The Netherlands
When in 1590 Justus Lipsius retired from the University of Leiden, the university and its protectors, the States-General of the Netherlands and the prince of Orange, resolved to appoint Scaliger his successor. He declined; he hated lecturing, and there were those among his friends who erroneously believed that with the success of Henry IV learning would flourish, and Protestantism would be no barrier to his advancement. The invitation was renewed in the most flattering manner a year later; the invitation stated Scaliger would not be required to lecture, and that the university wished only for his presence, while he would be able to dispose of his own time in all respects. This offer Scaliger accepted provisionally. Midway through 1593 he set out for the Netherlands, where he would pass the remaining thirteen years of his life, never returning to France. His reception at Leiden was all that he could have wished for. He received a handsome income; he was treated with the highest consideration. His supposed rank as a prince of Verona (a sensitive issue for the Scaligeri; see below) was recognized. Leiden being midway between The Hague and Amsterdam, Scaliger was able to enjoy, besides the learned circle of Leiden, the advantages of the best society of both these capitals. For Scaliger was no hermit buried among his books; he was fond of social intercourse and was himself a good talker.

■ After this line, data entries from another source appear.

Issue #689, opened 2026-09-03
Possible refactors depending on the R version


etiennebacher:
From https://github.com/r-lib/usethis/issues/2220#issuecomment-5458128346

---

Tidyverse helpers obviated by recent base R releases:

**R 4.0.0**
- [x] Drop `stringsAsFactors = FALSE` — it is now the default in `data.frame()` and `read.table()`
- [ ] Use raw character constants `r"(...)"` for strings with many `\` escapes (e.g. regexes) instead of doubled backslashes
- [ ] Use `deparse1()` instead of `paste(deparse(x), collapse = " ")`
- [ ] Use `list2DF()` to create a data frame from a list instead of `as.data.frame()`/`tibble()` workarounds

**R 4.1.0**
- [x] Switch to the base pipe `|>` instead of magrittr's `%>%`
- [ ] Replace purrr `~` lambdas and inline `function()` with the `\(x)` shorthand
- [ ] Use `...names()` instead of `names(list(...))`

**R 4.2.0**
- [ ] Use the `_` placeholder with `|>` to insert the lhs into a named argument (e.g. `x |> lm(y ~ x, data = _)`) instead of magrittr's `.` or an anonymous function

**R 4.3.0**
- [ ] Use the `_` placeholder in extraction calls on the rhs of `|>` (e.g. `x |> _$coef` or `x |> _$coef[[2]]`) instead of purrr-style lambdas like `~ .$coef`
- [ ] Drop `useBytes = TRUE` in `grep()`/`sub()`/`gsub()`/`strsplit()` — performance was improved for `perl = TRUE`/`fixed = TRUE` and `useBytes` is now discouraged

**R 4.4.0**
- [ ] Use base `%||%` instead of rlang's `%||%`
- [ ] Use `sort_by()` for simple data frame row sorting instead of `dplyr::arrange()`

**R 4.5.0**
- [x] Use `grepv()` instead of `grep(..., value = TRUE)` (and as a base analogue of `stringr::str_subset()`)

**R 4.6.0**
- [x] Use base `%notin%` instead of a home-grown `%nin%` or `Negate(\`%in%\`)`
- [ ] Use `match.arg(several.ok = "all")` instead of rlang-style multi-value argument matching helpers
- [ ] Use `substring(x, i1, i2 = NULL)` ("to end of string") instead of `stringr::str_sub()` workarounds

maelle:
Related: if I want to see all the rules related to `R 4.1.0`, how do I do that?

[...]

PR #694, opened 2026-09-04
feat: Add `deparse1`

maelle:
Co-Authored-By: Claude Sonnet 5

Part of #689

### DIFF
--- a/crates/jarl-core/src/lints/base/deparse1/deparse1.rs
+++ b/crates/jarl-core/src/lints/base/deparse1/deparse1.rs
@@ -26,8 +26,9 @@ impl Violation for Deparse1 {
 }
 
 pub fn deparse1(ast: &RCall, fn_name: &str) -> anyhow::Result<Option<Diagnostic>> {
-    let (inner_content, outer_syntax) =
-        unwrap_or_return_none!(get_nested_functions_content(ast, fn_name, "paste", "deparse")?);
+    let (inner_content, outer_syntax) = unwrap_or_return_none!(get_nested_functions_content(
+        ast, fn_name, "paste", "deparse"
+    )?);
 
     let collapse = unwrap_or_return_none!(get_arg_by_name(&ast.arguments()?.items(), "collapse"));
     let collapse_value = unwrap_or_return_none!(collapse.value());
--- a/crates/jarl-core/src/lints/base/deparse1/deparse1.rs
+++ b/crates/jarl-core/src/lints/base/deparse1/deparse1.rs
@@ -1,0 +1,54 @@
+use crate::diagnostic::*;
+use crate::rule_set::Rule;
+use crate::utils::{get_arg_by_name, get_nested_functions_content, node_contains_comments};
+use air_r_syntax::*;
+use oak_core::syntax_ext::RStringValueExt;
+
+pub struct Deparse1;
+
+/// Version added: 0.6.1
+///
+/// ## What it does
+///
+/// Checks for usage of `paste(deparse(x), collapse = " ")`.
+///
+/// [...]
+impl Violation for Deparse1 {
+    fn rule(&self) -> Rule {
+        Rule::Deparse1
+    }
+    fn body(&self) -> String {
+        "`paste(deparse(x), collapse = \" \")` is inefficient and can be hard to read.".to_string()
+    }
+    fn suggestion(&self) -> Option<String> {
+        Some("Use `deparse1(x)` instead.".to_string())
+    }
+}
+
+pub fn deparse1(ast: &RCall, fn_name: &str) -> anyhow::Result<Option<Diagnostic>> {
+    let (inner_content, outer_syntax) =
+        unwrap_or_return_none!(get_nested_functions_content(ast, fn_name, "paste", "deparse")?);
+
+    let collapse = unwrap_or_return_none!(get_arg_by_name(&ast.arguments()?.items(), "collapse"));
+    let collapse_value = unwrap_or_return_none!(collapse.value());
+
+    let collapse_r_value = unwrap_or_return_none!(collapse_value.as_any_r_value());
+    let collapse_string = unwrap_or_return_none!(collapse_r_value.as_r_string_value());
+
+    if collapse_string.string_text().as_deref() != Some(" ") {
+        return Ok(None);
+    }
+
+    let range = outer_syntax.text_trimmed_range();
+    let diagnostic = Diagnostic::new(
+        Deparse1,
+        range,
+        Fix::new(
+            range,
+            format!("deparse1({inner_content})"),
+            node_contains_comments(&outer_syntax),
+        ),
+    );
+
+    Ok(Some(diagnostic))
+}
--- a/crates/jarl-core/src/lints/base/deparse1/deparse1.rs
+++ b/crates/jarl-core/src/lints/base/deparse1/deparse1.rs
@@ -12,7 +12,31 @@ pub struct Deparse1;
 ///
 /// Checks for usage of `paste(deparse(x), collapse = " ")`.
 ///
-/// [...]
+/// ## Why is this bad?
+///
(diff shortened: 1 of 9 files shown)


crates/jarl-core/src/lints/base/deparse1/deparse1.rs
```diff
@@ -0,0 +1,54 @@
...
+
+pub struct Deparse1;
+
+/// Version added: 0.6.1
+///
+/// ## What it does
+///
+/// Checks for usage of `paste(deparse(x), collapse = " ")`.
+///
+/// [...]
```
maelle: I'm not sure what else I should add here, compared to the docs in `docs/rules/deparse1.md`

crates/jarl-core/src/lints/base/deparse1/mod.rs
```diff
@@ -0,0 +1,158 @@
...
+#[cfg(test)]
+mod tests {
+    use crate::utils_test::*;
+    use insta::assert_snapshot;
+
+    fn snapshot_lint(code: &str) -> String {
+        format_diagnostics(code, "deparse1", Some("4.1.0"))
+    }
+
+    #[test]
```
maelle, line 12: https://github.com/r-lib/lintr/blob/2df1a7b337f2455bb18d6ee60899c08bce046686/tests/testthat/test-paste_linter.R#L315

crates/jarl-core/src/rule_set.rs
```diff
@@ -315,6 +315,13 @@ declare_rules! {
         fix: Safe,
         min_r_version: None,
     },
+    Deparse1 => {
+        name: "deparse1",
+        categories: [Perf, Read],
+        default: Enabled,
+        fix: Safe,
+        min_r_version: Some((4, 1, 0)),
```
etiennebacher: It was added in 4.0.0 (tests and examples also need to be updated)

crates/jarl-core/src/lints/base/deparse1/deparse1.rs
```diff
@@ -0,0 +1,55 @@
...
+impl Violation for Deparse1 {
+    fn rule(&self) -> Rule {
+        Rule::Deparse1
+    }
+    fn body(&self) -> String {
+        "`paste(deparse(x), collapse = \" \")` is inefficient and can be hard to read.".to_string()
```
etiennebacher, line 45:
```suggestion
        "`paste(deparse(x), collapse = \" \")` can be simplified.".to_string()
```

I know this sentence is used elsewhere and I should review these cases too, but I think this message is better.

crates/jarl-core/src/lints/base/deparse1/deparse1.rs
etiennebacher: I think something like:

```
# Why is it bad?

This pattern of code can be simplified by using `deparse1()`, 
added in R 4.0.0.

# Examples

<add an example>

# References

See `?deparse1`
```

is enough.

---

Edit: Ah I wrote that before seeing the `md` file 😄

crates/jarl-core/src/rule_set.rs
```diff
@@ -315,6 +315,13 @@ declare_rules! {
         fix: Safe,
         min_r_version: None,
     },
+    Deparse1 => {
+        name: "deparse1",
+        categories: [Perf, Read],
+        default: Enabled,
+        fix: Safe,
```
etiennebacher: Hmm, should it be an unsafe fix?

``` r
identical(
  deparse1(args(library)), 
  paste(deparse(args(library)), collapse = " ")
)
#> [1] FALSE
```

etiennebacher (changes requested):
Thanks, I haven't reviewed the implementation or tests yet, but already a few comments.

maelle:
Regarding the md, I realize I was confused by "add or update the rule page in docs/rules/<rule_name>.md". Does that md come from what is written in the rs? If so, the sentence should be clarified.

etiennebacher:
> Does that md come from what is written in the rs? 

Yes it is copied from there, I've added https://github.com/etiennebacher/jarl/commit/547b20d7569f72ac527bdaeeae3c678cee8244f1

crates/jarl-core/src/rule_set.rs
```diff
@@ -315,6 +315,13 @@ declare_rules! {
         fix: Safe,
         min_r_version: None,
     },
+    Deparse1 => {
+        name: "deparse1",
+        categories: [Perf, Read],
```
etiennebacher, line 320: I think this is just a "Read" rule, there's no perf gain.

crates/jarl-core/src/lints/base/deparse1/deparse1.rs
```diff
@@ -0,0 +1,79 @@
+use crate::diagnostic::*;
+use crate::rule_set::Rule;
+use crate::utils::{get_arg_by_name, get_nested_functions_content, node_contains_comments};
+use air_r_syntax::*;
+use oak_core::syntax_ext::RStringValueExt;
+
+pub struct Deparse1;
+
+/// Version added: 0.6.1
```
etiennebacher, line 9: You can't tell what the next version is going to be (cf one of your comments on a github issue) but it's probably gonna be 0.7.0.

crates/jarl-core/src/lints/base/deparse1/deparse1.rs
```diff
@@ -0,0 +1,79 @@
...
+        Deparse1,
+        range,
+        Fix::new(
+            range,
+            format!("deparse1({inner_content})"),
+            node_contains_comments(&outer_syntax),
+        ),
+    );
+
+    Ok(Some(diagnostic))
```
etiennebacher, line 78: Just out of curiosity I tried to convert this to more idiomatic Rust:

```rust
    if let Some(collapse) = get_arg_by_name(&ast.arguments()?.items(), "collapse")
        && let Some(value) = collapse.value()
        && let Some(r_value) = value.as_any_r_value()
        && let Some(collapse_string) = r_value.as_r_string_value()
        && collapse_string.string_text().as_deref() == Some(" ")
    {
        let range = outer_syntax.text_trimmed_range();
        let diagnostic = Diagnostic::new(
            Deparse1,
            range,
            Fix::new(
                range,
                format!("deparse1({inner_content})"),
                node_contains_comments(&outer_syntax),
            ),
        );

        return Ok(Some(diagnostic));
    }

    return Ok(None);
```
but in the end it takes as many lines so let's keep your approach.

crates/jarl-core/src/lints/base/deparse1/mod.rs
```diff
@@ -0,0 +1,159 @@
...
+         --> <test>:3:3
+          |
+        3 |   paste(deparse(y), collapse = ' ')
+          |   --------------------------------- `paste(deparse(x), collapse = " ")` is inefficient and can be hard to read.
+          |
+          = help: Use `deparse1(x)` instead.
+        Found 2 errors.
+        "#
+        );
+    }
```
etiennebacher, line 158: No need for that. Instead, can you add some tests to handle comments? See in other rules how this is tested but basically it should ensure that fixes are applied if the comment is leading or trailing but not if it's somewhere inside the expression.

etiennebacher (changes requested):
Looks good overall, thanks! A few comments to address

crates/jarl-core/src/lints/base/deparse1/deparse1.rs
maelle: But isn't it better to have something idiomatic?

etiennebacher: I don't think non-idiomatic code matters in the rule definitions (`unwrap_or_return_none!()` itself is not really idiomatic but it's used everywhere).

Up to you in the end if you want to incorporate this change as you do other changes.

During the first seven years of his residence at Leiden his reputation was at its highest point. His literary judgement was unquestioned. From his throne at Leiden he ruled the learned world; a word from him could make or mar a rising reputation, and he was surrounded by young men eager to listen to and profit from his conversation. He encouraged Grotius when only a youth of sixteen to edit Capella. At the early death of the younger Douza he wept as at that of a beloved son. Daniel Heinsius, at first his favourite pupil, became his most intimate friend.
At the same time, Scaliger had made numerous enemies. He hated ignorance, but he hated still more half-learning, and most of all dishonesty in argument or in quotation. Himself the soul of honour and truthfulness, he had no toleration for the disingenuous argument and the misstatements of facts of those who wrote to support a theory or to defend an unsound cause. His pungent sarcasm soon reached the ears of the persons who were its object, and his pen was not less bitter than his tongue. He was conscious of his power, and not always sufficiently cautious or sufficiently gentle in its exercise. Nor was he always right. He trusted much to his memory, which was occasionally treacherous. His emendations, if often valuable, were sometimes absurd. In laying the foundations of a science of ancient chronology he relied sometimes on groundless or even absurd hypotheses, often based on an imperfect induction of facts. Sometimes he misunderstood the astronomical science of the ancients, sometimes that of Copernicus and Tycho Brahe. And he was no mathematician.